Nutrition & Ancient Medicine
High in carotenoids, dried stinging nettle can turn the yolks of laying hens a deeper orange colour. Although carotenoids must be converted to Retinol first to be of use to humans, it is nonetheless a good source of this form of Vitamin A. By weight, the stinging nettle is higher in protein than many greens.
From ancient times, the fresh Stinging nettle is used for flailing arthritic or paralytic limbs with fresh Stinging nettle to stimulate circulation and bring warmth to joints and extremities in a treatment known as “urtication.” Ancient Egyptians also reportedly used the infusion for the relief of arthritis and lumbago. The above mentioned practice of urtication or rubefaction became a standard in folk medicine as a remedy for arthritis, rheumatism, and muscular paralysis and is perhaps the most ancient medicinal use of Stinging nettle.
Blanch for 30 seconds in boiling salted water, then freeze. Or hang to dry and use for tea. Stinging nettle is best fresh in my opinion, but blanching preserves it beautifully to enjoy throughout the year if you have space.
Dried nettle tea with mint and honey is a soothing drink.
Stinging nettle soup is a common recipe, especially in Eastern Europe. You can use spinach or chard in place of the nettle in this recipe. The pancetta (or bacon) and potatoes add a heartiness to this soup that makes it fit for a light dinner. The flavours of garlic and shallots perfectly compliment the nettle. If you don’t have shallots, an ordinary onion will work as well.
As long as you have stock prepared (as I always do) this soup comes together very quickly.
Once cooked, nettles lose their sting. To prepare the nettle for cooking, pick the leaves from the stems, and rinse both in cool water.
Save the leaves for the end of the soup to maintain a bright green colour. The stems can be used from the beginning.
Wild Edibles: Stinging Nettle Soup
A traditional soup of stinging nettle and aromatics. You can even omit the pancetta and still have a wonderful, hearty soup.

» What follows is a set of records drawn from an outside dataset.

PR #3479, opened 2019-04-29
Dock new Shader Graph windows

pbbastian:
### Purpose of this PR
Uses the new API in Unity from 2019.2+ to make an attempt at docking new windows. It will first try to dock next to an existing Shader Graph window, and if that fails it will try to dock next to the Scene View. If that fails a new floating window is created.

GIF demo

---
### Testing status
**Katana Tests**: Running https://katana.bf.unity3d.com/projects/com.unity.render-pipelines/builders?unity_branch=trunk&ScriptableRenderLoop_branch=sg%2Fdock-windows&automation-tools_branch=master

- About 8 cups of stinging nettle, leaves and stems separated into two piles
- 1 litre of stock (I recommend chicken, but vegetable or beef works too)
- 2 large potatoes (yellow or Yukon gold), diced
- 3 shallots, diced, or 1 onion
- 1 cup diced pancetta (or 4 strips bacon)
- 4 cloves fresh garlic
- 1 tablespoon roasted garlic
- 1/2 cup roughly chopped walnuts
- 2 tablespoons of either Olive oil/lard/ghee
- Red pepper flakes
- Sea salt and freshly cracked black pepper
- Separate your stinging nettle into stems and leaves.
- In a heavy-bottomed pot or French oven on medium heat, slowly render your pancetta, allowing most of the fat to melt.
- Add your cooking fat of choice (olive oil/lard/ghee) and the shallots.
- Once the shallots turn translucent, add the diced potatoes and a pinch of salt, cook until starting to crisp. Do not let the shallots burn.
- Add the fresh garlic and allow it to become fragrant, about 60 seconds.
- Add the roasted garlic, chopped walnuts, red pepper flakes (to taste), and chopped stinging nettle stems. Continue to cook, stirring, for another minute or two.
- Add your stock, bring to a boil, and then reduce to a quiet simmer anywhere from 15 to 30 minutes until the potatoes and nettle stems are completely soft.
- Add your stinging nettle leaves, cook for 2-3 minutes until wilted, and then remove from heat.
- With an immersion blender, puree the soup to your desired consistency. I prefer it more rustic with the stinging nettle leaves still being obvious in the finished product.
- Adjust for salt to taste and add freshly cracked pepper.
To serve: add a drizzle of (optional) walnut oil and more fresh pepper.